=== Task input ===

PR #1631, opened 2020-07-10
fix: check installplan status in bundle e2e test

exdx:

Reduce flakiness of bundle with additional objects e2e test. 

**Reviewer Checklist**

### DIFF
--- a/test/e2e/bundle_e2e_test.go
+++ b/test/e2e/bundle_e2e_test.go
@@ -2,12 +2,13 @@ package e2e
 
 import (
 	"context"
-	"k8s.io/apimachinery/pkg/runtime/schema"
-	"k8s.io/client-go/dynamic"
 
 	. "github.com/onsi/ginkgo"
 	. "github.com/onsi/gomega"
+
 	metav1 "k8s.io/apimachinery/pkg/apis/meta/v1"
+	"k8s.io/apimachinery/pkg/runtime/schema"
+	"k8s.io/client-go/dynamic"
 
 	"github.com/operator-framework/api/pkg/operators/v1alpha1"
 	"github.com/operator-framework/operator-lifecycle-manager/pkg/api/client/clientset/versioned"
@@ -45,6 +46,8 @@ var _ = Describe("Installing bundles with new object types", func() {
 				sourceName = "test-catalog"
 				imageName  = "quay.io/olmtest/single-bundle-index:pdb"
 			)
+
+			var installPlanRef string
 			// create catalog source
 			source := &v1alpha1.CatalogSource{
 				TypeMeta: metav1.TypeMeta{
@@ -69,10 +72,16 @@ var _ = Describe("Installing bundles with new object types", func() {
 			_ = createSubscriptionForCatalog(operatorClient, source.GetNamespace(), subName, source.GetName(), packageName, channelName, "", v1alpha1.ApprovalAutomatic)
 
 			// Wait for the Subscription to succeed
-			Eventually(func() error {
-				_, err = fetchSubscription(operatorClient, testNamespace, subName, subscriptionStateAtLatestChecker)
-				return err
-			}).Should(BeNil())
+			sub, err := fetchSubscription(operatorClient, testNamespace, subName, subscriptionStateAtLatestChecker)
+			Expect(err).ToNot(HaveOccurred(), "could not get subscription at latest status")
+
+			installPlanRef = sub.Status.InstallPlanRef.Name
+
+			// Wait for the installplan to complete (5 minute timeout)
+			_, err = fetchInstallPlan(GinkgoT(), operatorClient, installPlanRef, buildInstallPlanPhaseCheckFunc(v1alpha1.InstallPlanPhaseComplete))
+			Expect(err).ToNot(HaveOccurred(), "could not get installplan at complete phase")
+
+			ctx.Ctx().Logf("install plan %s completed", installPlanRef)
 		})
 
 		It("should create the additional bundle objects", func() {


test/e2e/bundle_e2e_test.go
```diff
@@ -70,9 +73,19 @@ var _ = Describe("Installing bundles with new object types", func() {
...
+				sub, err := fetchSubscription(operatorClient, testNamespace, subName, subscriptionStateAtLatestChecker)
+				if sub != nil && sub.Status.InstallPlanRef != nil {
+					installPlanRef = sub.Status.InstallPlanRef.Name
+				}
+				return err
+			}).Should(BeNil())
+
+			// Wait for the installplan to complete (5 minute timeout)
+			Eventually(func() error {
+				_, err := fetchInstallPlan(GinkgoT(), operatorClient, installPlanRef, buildInstallPlanPhaseCheckFunc(v1alpha1.InstallPlanPhaseComplete))
```
njhale, line 85: Can a subscription be at latest if the InstallPlan isn't complete?

test/e2e/bundle_e2e_test.go
```diff
@@ -70,9 +73,19 @@ var _ = Describe("Installing bundles with new object types", func() {
 
 			// Wait for the Subscription to succeed
 			Eventually(func() error {
-				_, err = fetchSubscription(operatorClient, testNamespace, subName, subscriptionStateAtLatestChecker)
+				sub, err := fetchSubscription(operatorClient, testNamespace, subName, subscriptionStateAtLatestChecker)
+				if sub != nil && sub.Status.InstallPlanRef != nil {
+					installPlanRef = sub.Status.InstallPlanRef.Name
+				}
+				return err
+			}).Should(BeNil())
```
njhale, line 81:
```suggestion
			}).Should(Succeed())
```

test/e2e/bundle_e2e_test.go
```diff
@@ -70,9 +73,19 @@ var _ = Describe("Installing bundles with new object types", func() {
 
 			// Wait for the Subscription to succeed
 			Eventually(func() error {
-				_, err = fetchSubscription(operatorClient, testNamespace, subName, subscriptionStateAtLatestChecker)
+				sub, err := fetchSubscription(operatorClient, testNamespace, subName, subscriptionStateAtLatestChecker)
```
njhale, line 76: hmm, fetchSubscription already polls, so I think the `Eventually` matcher is redundant here.

njhale:
```
2020-07-10T15:22:31.9409853Z     [91mTimed out after 60.000s.
2020-07-10T15:22:31.9410158Z     expected no error finding vpa object associated with csv
2020-07-10T15:22:31.9410383Z     Expected success, but got an error:
2020-07-10T15:22:31.9410835Z         <*errors.StatusError | 0xc000b85cc0>: {
2020-07-10T15:22:31.9410958Z             ErrStatus: {
2020-07-10T15:22:31.9411081Z                 TypeMeta: {Kind: "Status", APIVersion: "v1"},
2020-07-10T15:22:31.9411200Z                 ListMeta: {
2020-07-10T15:22:31.9411315Z                     SelfLink: "",
2020-07-10T15:22:31.9411432Z                     ResourceVersion: "",
2020-07-10T15:22:31.9411545Z                     Continue: "",
2020-07-10T15:22:31.9411636Z                     RemainingItemCount: nil,
2020-07-10T15:22:31.9411752Z                 },
2020-07-10T15:22:31.9411863Z                 Status: "Failure",
2020-07-10T15:22:31.9412203Z                 Message: "verticalpodautoscalers.autoscaling.k8s.io \"busybox-vpa\" not found",
2020-07-10T15:22:31.9412339Z                 Reason: "NotFound",
2020-07-10T15:22:31.9412654Z                 Details: {
2020-07-10T15:22:31.9412905Z                     Name: "busybox-vpa",
2020-07-10T15:22:31.9413172Z                     Group: "autoscaling.k8s.io",
2020-07-10T15:22:31.9413299Z                     Kind: "verticalpodautoscalers",
2020-07-10T15:22:31.9413416Z                     UID: "",
2020-07-10T15:22:31.9413531Z                     Causes: nil,
2020-07-10T15:22:31.9413647Z                     RetryAfterSeconds: 0,
2020-07-10T15:22:31.9413757Z                 },
2020-07-10T15:22:31.9413867Z                 Code: 404,
2020-07-10T15:22:31.9413976Z             },
2020-07-10T15:22:31.9414060Z         }
2020-07-10T15:22:31.9414530Z         verticalpodautoscalers.autoscaling.k8s.io "busybox-vpa" not found[0m
```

===

# [What you need to do]
Once you have read the data, copy all of it out exactly.

# [Result of the exercise]
PR #1631, opened 2020-07-10
fix: check installplan status in bundle e2e test

exdx:

Reduce flakiness of bundle with additional objects e2e test. 

**Reviewer Checklist**

### DIFF
--- a/test/e2e/bundle_e2e_test.go
+++ b/test/e2e/bundle_e2e_test.go
@@ -2,12 +2,13 @@ package e2e
 
 import (
 	"context"
-	"k8s.io/apimachinery/pkg/runtime/schema"
-	"k8s.io/client-go/dynamic"
 
 	. "github.com/onsi/ginkgo"
 	. "github.com/onsi/gomega"
+
 	metav1 "k8s.io/apimachinery/pkg/apis/meta/v1"
+	"k8s.io/apimachinery/pkg/runtime/schema"
+	"k8s.io/client-go/dynamic"
 
 	"github.com/operator-framework/api/pkg/operators/v1alpha1"
 	"github.com/operator-framework/operator-lifecycle-manager/pkg/api/client/clientset/versioned"
@@ -45,6 +46,8 @@ var _ = Describe("Installing bundles with new object types", func() {
 				sourceName = "test-catalog"
 				imageName  = "quay.io/olmtest/single-bundle-index:pdb"
 			)
+
+			var installPlanRef string
 			// create catalog source
 			source := &v1alpha1.CatalogSource{
 				TypeMeta: metav1.TypeMeta{
@@ -69,10 +72,16 @@ var _ = Describe("Installing bundles with new object types", func() {
 			_ = createSubscriptionForCatalog(operatorClient, source.GetNamespace(), subName, source.GetName(), packageName, channelName, "", v1alpha1.ApprovalAutomatic)
 
 			// Wait for the Subscription to succeed
-			Eventually(func() error {
-				_, err = fetchSubscription(operatorClient, testNamespace, subName, subscriptionStateAtLatestChecker)
-				return err
-			}).Should(BeNil())
+			sub, err := fetchSubscription(operatorClient, testNamespace, subName, subscriptionStateAtLatestChecker)
+			Expect(err).ToNot(HaveOccurred(), "could not get subscription at latest status")
+
+			installPlanRef = sub.Status.InstallPlanRef.Name
+
+			// Wait for the installplan to complete (5 minute timeout)
+			_, err = fetchInstallPlan(GinkgoT(), operatorClient, installPlanRef, buildInstallPlanPhaseCheckFunc(v1alpha1.InstallPlanPhaseComplete))
+			Expect(err).ToNot(HaveOccurred(), "could not get installplan at complete phase")
+
+			ctx.Ctx().Logf("install plan %s completed", installPlanRef)
 		})
 
 		It("should create the additional bundle objects", func() {


test/e2e/bundle_e2e_test.go
```diff
@@ -70,9 +73,19 @@ var _ = Describe("Installing bundles with new object types", func() {
...
+				sub, err := fetchSubscription(operatorClient, testNamespace, subName, subscriptionStateAtLatestChecker)
+				if sub != nil && sub.Status.InstallPlanRef != nil {
+					installPlanRef = sub.Status.InstallPlanRef.Name
+				}
+				return err
+			}).Should(BeNil())
+
+			// Wait for the installplan to complete (5 minute timeout)
+			Eventually(func() error {
+				_, err := fetchInstallPlan(GinkgoT(), operatorClient, installPlanRef, buildInstallPlanPhaseCheckFunc(v1alpha1.InstallPlanPhaseComplete))
```
njhale, line 85: Can a subscription be at latest if the InstallPlan isn't complete?

test/e2e/bundle_e2e_test.go
```diff
@@ -70,9 +73,19 @@ var _ = Describe("Installing bundles with new object types", func() {
 
 			// Wait for the Subscription to succeed
 			Eventually(func() error {
-				_, err = fetchSubscription(operatorClient, testNamespace, subName, subscriptionStateAtLatestChecker)
+				sub, err := fetchSubscription(operatorClient, testNamespace, subName, subscriptionStateAtLatestChecker)
+				if sub != nil && sub.Status.InstallPlanRef != nil {
+					installPlanRef = sub.Status.InstallPlanRef.Name
+				}
+				return err
+			}).Should(BeNil())
```
njhale, line 81:
```suggestion
			}).Should(Succeed())
```

test/e2e/bundle_e2e_test.go
```diff
@@ -70,9 +73,19 @@ var _ = Describe("Installing bundles with new object types", func() {
 
 			// Wait for the Subscription to succeed
 			Eventually(func() error {
-				_, err = fetchSubscription(operatorClient, testNamespace, subName, subscriptionStateAtLatestChecker)
+				sub, err := fetchSubscription(operatorClient, testNamespace, subName, subscriptionStateAtLatestChecker)
```
njhale, line 76: hmm, fetchSubscription already polls, so I think the `Eventually` matcher is redundant here.

njhale:
```
2020-07-10T15:22:31.9409853Z     [91mTimed out after 60.000s.
2020-07-10T15:22:31.9410158Z     expected no error finding vpa object associated with csv
2020-07-10T15:22:31.9410383Z     Expected success, but got an error:
2020-07-10T15:22:31.9410835Z         <*errors.StatusError | 0xc000b85cc0>: {
2020-07-10T15:22:31.9410958Z             ErrStatus: {
2020-07-10T15:22:31.9411081Z                 TypeMeta: {Kind: "Status", APIVersion: "v1"},
2020-07-10T15:22:31.9411200Z                 ListMeta: {
2020-07-10T15:22:31.9411315Z                     SelfLink: "",
2020-07-10T15:22:31.9411432Z                     ResourceVersion: "",
2020-07-10T15:22:31.9411545Z                     Continue: "",
2020-07-10T15:22:31.9411636Z                     RemainingItemCount: nil,
2020-07-10T15:22:31.9411752Z                 },
2020-07-10T15:22:31.9411863Z                 Status: "Failure",
2020-07-10T15:22:31.9412203Z                 Message: "verticalpodautoscalers.autoscaling.k8s.io \"busybox-vpa\" not found",
2020-07-10T15:22:31.9412339Z                 Reason: "NotFound",
2020-07-10T15:22:31.9412654Z                 Details: {
2020-07-10T15:22:31.9412905Z                     Name: "busybox-vpa",
2020-07-10T15:22:31.9413172Z                     Group: "autoscaling.k8s.io",
2020-07-10T15:22:31.9413299Z                     Kind: "verticalpodautoscalers",
2020-07-10T15:22:31.9413416Z                     UID: "",
2020-07-10T15:22:31.9413531Z                     Causes: nil,
2020-07-10T15:22:31.9413647Z                     RetryAfterSeconds: 0,
2020-07-10T15:22:31.9413757Z                 },
2020-07-10T15:22:31.9413867Z                 Code: 404,
2020-07-10T15:22:31.9413976Z             },
2020-07-10T15:22:31.9414060Z         }
2020-07-10T15:22:31.9414530Z         verticalpodautoscalers.autoscaling.k8s.io "busybox-vpa" not found[0m
```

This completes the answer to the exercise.